Usually a person gets redpilled by being treated much worse than they expected to be by an authority figure, and thereby becoming aware that the promises of solidarity from those authority figures – promises which are the very foundation of that authority – are worthless.

Many young people are redpilled by the Police. There are two major ways this happens.

The first is getting arrested for something like using medicinal cannabis. Getting put in a cage for using a medicine that improves your mental health immediately liberates a person from the illusion that the Police are there to protect and serve the citizenry.

The second way is by taking a complaint to the Police and being told to fuck off. This has forever been the case if one was a woman reporting the domestic violence of one’s husband, or a racial minority reporting being abused by one’s employer.

People are also redpilled by doctors. Telling a doctor about how cannabis is an effective medicine for your condition, only to be told to fuck off because the doctor makes more money out of pharmaceuticals than they ever could out of cannabis, will redpill anyone.

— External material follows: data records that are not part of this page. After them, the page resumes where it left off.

PR #10132, opened 2023-06-14
Better layout of lists in output formats

albert-github:
In different output format the layout of some listing was not correct (especially in the RTF output):
- missing space after the word "directory" (whilst present after the word "file")
- missing separators in lists (the big dots), due to missing initial initial parts, i.e. strange concatenation of items (when brief was missing).

Example: [example.tar.gz](https://github.com/doxygen/doxygen/files/11746377/example.tar.gz)

### DIFF
--- a/src/groupdef.cpp
+++ b/src/groupdef.cpp
@@ -914,7 +914,7 @@ void GroupDefImpl::writeNestedGroups(OutputList &ol,const QCString &title)
         ol.startMemberDeclaration();
         ol.startMemberItem(gd->getOutputFileBase(),OutputGenerator::MemberItemType::Normal);
         //ol.docify(theTranslator->trGroup(FALSE,TRUE));
-        //ol.docify(" ");
+        ol.docify(" ");
         ol.insertMemberAlign();
         ol.writeObjectLink(gd->getReference(),gd->getOutputFileBase(),QCString(),gd->groupTitle());
         ol.endMemberItem(OutputGenerator::MemberItemType::Normal);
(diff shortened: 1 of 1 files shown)


src/groupdef.cpp
```diff
@@ -946,7 +946,7 @@ void GroupDefImpl::writeDirs(OutputList &ol,const QCString &title)
       if (!dd->hasDocumentation()) continue;
       ol.startMemberDeclaration();
       ol.startMemberItem(dd->getOutputFileBase(),OutputGenerator::MemberItemType::Normal);
-      ol.parseText(theTranslator->trDir(FALSE,TRUE));
+      ol.docify(theTranslator->trDir(FALSE,TRUE)+" ");
```
doxygen, line 949: wouldn't it be better to move adding the space inside `insertMemberAlign()` for those formats that require it?

albert-github: I made it so that it is analogous to the code in `void GroupDefImpl::writeFiles(OutputList &ol,const QCString &title)` where we already have: `ol.docify(theTranslator->trFile(FALSE,TRUE)+" ");`
The change is required for LaTeX, RTF, Docbook (I didn't test it for man). For the HTML output it doesn't really hurt.
When looking where `insertMemberAlign()` is used we see that this is in:
- classdef.cpp
- conceptdef.cpp
- dirdef.cpp
- groupdef.cpp
- namespacedef.cpp
- vhdldocgen.cpp

With dirdef.cpp there is currently no space either and I don't know what the effect would be , though the fact that there is a `<span...` line a little above it I think it is here only used in HTML or tag file.
The situation in `vhdldocgen.cpp` is a bit more complicated as here we see that there is here sometimes a space before or (often) after the call to `insertMemberAlign`.

PR #10159, opened 2023-07-01
bug 591431 The encoding of the layout file is not taken into account

albert-github:
In case of the layout file also take the possible encoding in the `<?xml...` part into account.


albert-github:
An alternative code update has been made in master on GitHub (906571f37afbb3e8ebb5be3a88a35c239adefa73), so this PR is obsolete.

PR #10161, opened 2023-07-01
Fix c++20 error

dr-al:
simple-template-id not allowed for ctor in c++20

### DIFF
--- a/src/template.cpp
+++ b/src/template.cpp
@@ -1599,7 +1599,7 @@ class TemplateFilterFactory
     template<class T> class AutoRegister
     {
       public:
-        AutoRegister<T>(const QCString &key)
+        AutoRegister(const QCString &key)
         {
           TemplateFilterFactory::instance().registerFilter(key,&T::apply);
         }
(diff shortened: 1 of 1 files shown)


albert-github:
- where is this mentioned in the C++ standard?
- how does the error manifest in the build of doxygen?
  - error message
  - which settings / options used with CMake
  - which platform
  - which compiler

(I started the build to see what happens on the different GitHub Actions platforms)

dr-al:
This [section](http://eel.is/c++draft/diff.cpp17.class#2) explains the issue

I am seeing the following errors when building with gcc 13.1.0 and -std=c++20
```
/app/src/template.cpp:1602:25: error: expected unqualified-id before 'const'
 1602 |         AutoRegister<T>(const QCString &key)
      |                         ^~~~~
/app/src/template.cpp:1602:25: error: expected ')' before 'const'
 1602 |         AutoRegister<T>(const QCString &key)
      |                        ~^~~~~
      |                         )
/app/src/template.cpp:1613:80: error: too many initializers for 'TemplateFilterFactory::AutoRegister<FilterAdd>'
 1613 | static TemplateFilterFactory::AutoRegister<FilterAdd>                fAdd("add");
      |                                                                                ^
```

PR #10168, opened 2023-07-03
Show outline on focused elements with tab press

SergeyRyabinin:
## Issue
When navigating pages with `<tab>`* button, navigation elements are not focused/outlined.

## Change
Adjust CSS so that `outline: none;` from another property is not applied on focused element.

By submitting this pull request, I confirm that you can use, modify, copy, and redistribute this contribution, under the terms of your choice.

Update: *< tab > was not rendered in markdown.

### DIFF
--- a/templates/html/doxygen.css
+++ b/templates/html/doxygen.css
@@ -139,6 +139,10 @@ a.navtab {
 	font-weight: bold;
 }
 
+.tablist a:focus {
+	outline: auto;
+}
+
 div.qindex{
 	text-align: center;
 	width: 100%;


albert-github:
> When navigating pages with button, navigation elements are not focused/outlined.

Which button ?

SergeyRyabinin:
> Which button ?

Tab on the keyboard. Sorry, it was not rendered in markdown.
I'll post links this week for before/after for both PRs once we deploy the updated version.

SergeyRyabinin:
Hello,

an updated version has been deployed, could you please take a look at before/after?
[BEFORE](https://sdk.amazonaws.com/cpp/api/1.11.113/aws-cpp-sdk-s3/html/class_aws_1_1_s3_1_1_s3_client.html), [AFTER](https://sdk.amazonaws.com/cpp/api/1.11.114/aws-cpp-sdk-s3/html/class_aws_1_1_s3_1_1_s3_client.html).

The issue in before is that when navigating with a keyboard with a `TAB` key does not show outline rectangle on (all) elements currently being browsed.
We use custom CSS styling, but the issue still can be observed on a stock doxygen theming (by disabling all additional CSSs in a browser dev tools).

Best regards,
Sergey

albert-github:
Accessibility is a great thing, so I had a quick look.

In your example the "boxes" show up but in a standard doxygen run they don't show (tested on a doxygen internal documentation run, `doxygen docs_internal`). I added the extra code to the `doxygen.css`
- with the doxygen internal doxygen I don't see the tablist, looks like this is only generated when `GENERATE_TREEVIEW=NO`
- with the doxygen internal doxygen and `GENERATE_TREEVIEW=NO`I don't see the boxes, so might also be that local settings have anninfluence
- maybe there are more settings needed (or a general setting?)

PR #10169, opened 2023-07-03
Make MSearchSelect keyboard accessible.

SergeyRyabinin:
## Issue
Interactive functionality of search kind selection is not operable with the keyboard (accessibility issue)
## Change
Make MSearchSelect (aka loop button selection of search type) keyboard accessible by adjusting tabindex and handling focus in JS.

### DIFF
--- a/templates/html/htmlbase.tpl
+++ b/templates/html/htmlbase.tpl
@@ -217,7 +217,7 @@ $(document).ready(function(){initNavTree('{{ page.fileName }}{% if page_postfix 
 {% block searchInfo %}
 {% if config.SEARCHENGINE and not config.SERVER_BASED_SEARCH %}
 <!-- window showing the filter options -->
-<div id="MSearchSelectWindow"
+<div id="MSearchSelectWindow tabindex="0""
      onmouseover="return searchBox.OnSearchSelectShow()"
      onmouseout="return searchBox.OnSearchSelectHide()"
      onkeydown="return searchBox.OnSearchSelectKey(event)">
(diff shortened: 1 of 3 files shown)


SergeyRyabinin:
Hi,

Could you please take a look at before/after?
[BEFORE](https://sdk.amazonaws.com/cpp/api/1.11.113/aws-cpp-sdk-s3/html/class_aws_1_1_s3_1_1_s3_client.html), [AFTER](https://sdk.amazonaws.com/cpp/api/1.11.114/aws-cpp-sdk-s3/html/class_aws_1_1_s3_1_1_s3_client.html).

The issue reported falls under "accessibility" category, the "loop" button next to search field is accessible only with a mouse.
With my change I'm trying to make it keyboard-accessible (with a sequence of: tabbing to loop button, enter, select search kind, enter/escape to close search kind selector window) . Could you please take a look at the after state and clarify if it something that could be accepted?
> Note that the ESC-key (key code 27) is also used for toggeling between light / dark mode (HTML_COLORSTYLE=TOGGLE)

I've also checked that colorstyle switch works well with my change.

if it is something that you would accept - I will try to make it HTML4-compatible and fix CI build issues reported.

Best regards,
Sergey

templates/html/htmlbase.tpl
```diff
@@ -217,7 +217,7 @@ $(document).ready(function(){initNavTree('{{ page.fileName }}{% if page_postfix
 {% block searchInfo %}
 {% if config.SEARCHENGINE and not config.SERVER_BASED_SEARCH %}
 <!-- window showing the filter options -->
-<div id="MSearchSelectWindow"
+<div id="MSearchSelectWindow tabindex="0""
```
albert-github, line 220: Looks like an erroneous double quote (`"`) at the end

albert-github:
Regarding the " I will try to make it HTML4-compatible and fix CI build issues reported" this should be done straight away (so the effects can bee better seen), it should be corrected into `testing/dtd/xhtml1-transitional.dtd`.
It can be tested by means of: `doxygen tests TEST_FLAGS="--xhtml"`
for other options of the target tests seed `doxygen tests TEST_FLAGS="--help"`

PR #10150, opened 2023-06-26
Fix #10147 `Generating pdf with LuaLateX`

flagarde:

PR #10171, opened 2023-07-05
Sync etoc_doxygen with upstream 1.2b release of 2023/07/01

jfbu:
The diff includes the suppression of the funny (here in escape notation) `^[[0` reported at https://github.com/doxygen/doxygen/pull/9936#issuecomment-1607633248, which was not in upstream file at line 1466.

And, of course, most people have been redpilled by politicians, because one only needs to live through two electoral cycles to have seen all this shit before.

The Greatest and Silent Generations were redpilled by the Great Depression and by World War II. The Baby Boomers were redpilled by Vietnam and by the Drug War. Generation X were redpilled by the War of Terror and also by the Drug War.

Fundamentally, to get redpilled is to see beyond social conditioning. It is when one realises that the cozy patchwork of moral values in which one had wrapped oneself in was nothing more than a half-arsed convenience arrived at by one’s lack of intellectual capacity.

It is when you see beyond the comfortable little paradigm that your local authority figure knows what’s best for their people under their control.

It is when you realise that your working with the system simply and necessarily perpetuates it, and usually to your detriment.

It is when you realise that you have the freedom to choose your attitude to reality and thereby the consequences that come with that.

If a person gets redpilled from their social conditioning, this is the same as seeing beyond. And so writing “for those who have seen beyond” is also writing for those who have been redpilled.

This also means that any of the traditional shamanic methods for seeing beyond – psychoactive drugs, sensory deprivation, vision quests, sleep deprivation, rhythmic music, sexual ecstasy, fasting, meditation – are all potentially ways to redpill oneself.